House debates

Wednesday, 23 May 2007

Tax Laws Amendment (Personal Income Tax Reduction) Bill 2007

Second Reading

10:55 am

Photo of Simon CreanSimon Crean (Hotham, Australian Labor Party, Shadow Minister for Trade and Regional Development) Share this | Hansard source

They can also be about increasing the participation of the economy. We have been saying that, as the member for Lowe knows, for many years. Ken Henry, the Secretary of the Treasury—the Treasurer’s own departmental head—has been urging it for years as well. He talks about the three Ps: participation, population and productivity. But it is only in this budget that the Treasurer has picked up Labor’s solution and the urgings of his own Secretary of the Treasury and done the right thing in targeting the tax cuts.

The Treasurer should have listened to us earlier and he certainly should be listening better to his departmental head, because the nation would have been better off. But he is only listening because he can hear the drums of electoral defeat getting louder and louder. That is why he has listened now. But where did he turn to get inspiration and a solution? He turned to the Labor Party and our policies—to us. That is where we believe the electorate should turn within the next six months, and it is what we will continue to campaign on and remind.

I might also say that these tax cuts truly are well affordable. According to the budget figures, despite the tax cuts that are offered—not just this year but also next year—over the forward estimates the government will still be collecting $10 billion more in direct taxation. Even after these tax cuts it will still be miles in front. The Treasurer wants to put this down to good economic management. It is down to the resources boom and the strong demand from China. That is what it is about. As I say: while we welcome it, it needs to be put into context.

There are two tranches associated with these tax cuts. From 1 July of this year the 30c rate will have its threshold lifted from $25,000 to $30,000; the LITO—the low-income tax offset, which is targeted tax relief for low-income earners—will increase from $600 to $750; and the alignment of the LITO phase-out will also coincide with that higher threshold rate of $30,000. In effect what the low-income tax offset does is increase the tax-free threshold for low-income earners. As I say, it is a policy response that Labor have been urging since 1998 and that we put forward in the 2004 election. We costed it and we funded it.

I also make this observation: interestingly enough, before that last election we proposed to increase the LITO. We costed it and funded it within the then budget parameters. We proposed an $8 a week tax cut to low- and middle-income earners. When the government won the election and we found the budget revision upwards—that was the 2005 budget—we did not oppose tax cuts. We proposed alternative tax cuts, and the $8 grew to $12. The point I am making is: had the government adopted our solution two years earlier, we would not just be awarding the $14 to $20 tax increase now; people also would have had the advantage of an additional $12 for the past two years. That is what they would have had, and that has been a wasted opportunity for them.

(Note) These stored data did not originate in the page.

PR #469, opened 2016-11-01
Add a type field to message to distinguish between 'message_received' and 'postback'

agamrafaeli:
Apropo to issue #447

### DIFF
--- a/lib/Facebook.js
+++ b/lib/Facebook.js
@@ -220,7 +220,7 @@ function Facebookbot(configuration) {
                                 user: facebook_message.sender.id,
                                 channel: facebook_message.sender.id,
                                 timestamp: facebook_message.timestamp,
-                                type: "postback",
+                                type: "facebook_postback",
                             };
 
                             facebook_botkit.receiveMessage(bot, message);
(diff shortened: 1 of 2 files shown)


ianp:
See also PR #448 although the two are almost identical!

I think that I like my approach of reusing `facebook_postback` vs. `postback` for that type, but I also like that you've added a type field to non-postback messages, saves a null-check in client code.

agamrafaeli:
I agree re-naming convention. Personally I have an aversion to fields that require a null check. 

From what I can tell receiveMessage() is only called twice - on `message_received` and on `facebook_postback`. Thus adding type on both of them resolves the issue.

agamrafaeli:
This may be over-engineering at this point, but maybe they should both be string constants?

ianp:
I like to use string constants for stuff like this in my own projects, but it's not a common approach in JS land generally.

agamrafaeli:
So are we in agreement on the solution here? Do we still need two PRs?

ianp:
No, I've closed the other one, let's get this one merged 😀

agamrafaeli:
Sounds good to me. Got any info on the frequency of merges here?

ianp:
Looking at the number of open PRs and issues, not high! But I'll mention it in the Slack channel.

ianp:
In the doc changes you have “`type` will be set to `postback`” when it should say `facebook_postback`.

BTW talking with the Howdy guys now about getting some open PRs merged.

agamrafaeli:
@ianp changed. Good catch.

ianp:
This looks good to merge now.

benbrown:
Thank you guys! Sorry it took longer than it should have. Merged!!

When does the Treasurer pay this money? He only pays it just before an election. He should have been paying it, because the resources of the nation could have afforded and the budget could have afforded an additional $12, over two years ago. But no, these people were not in the Treasurer’s mind then. They were in our minds and in the mind of the Secretary of the Treasury, but they were not in the Treasurer’s mind. The only time it comes to his mind is just before an election.

The second tranche of tax cuts will occur 12 months down the track, on 1 July 2008. At that time the 40c rate will have its threshold increased from $75,000 to $80,000 and the threshold of the 45c rate will be increased from $150,000 to $180,000. As I said, we support these tax cuts because they are what Labor has been arguing for not just in recent days but over recent years, consistently and honestly. We have funded them and we have been committed to the view that these are the people deserving of them and these are the people we can target and reward.

I want to make the point, in saying that we have been urging it from opposition, that Labor also practised significant tax reform when it was office.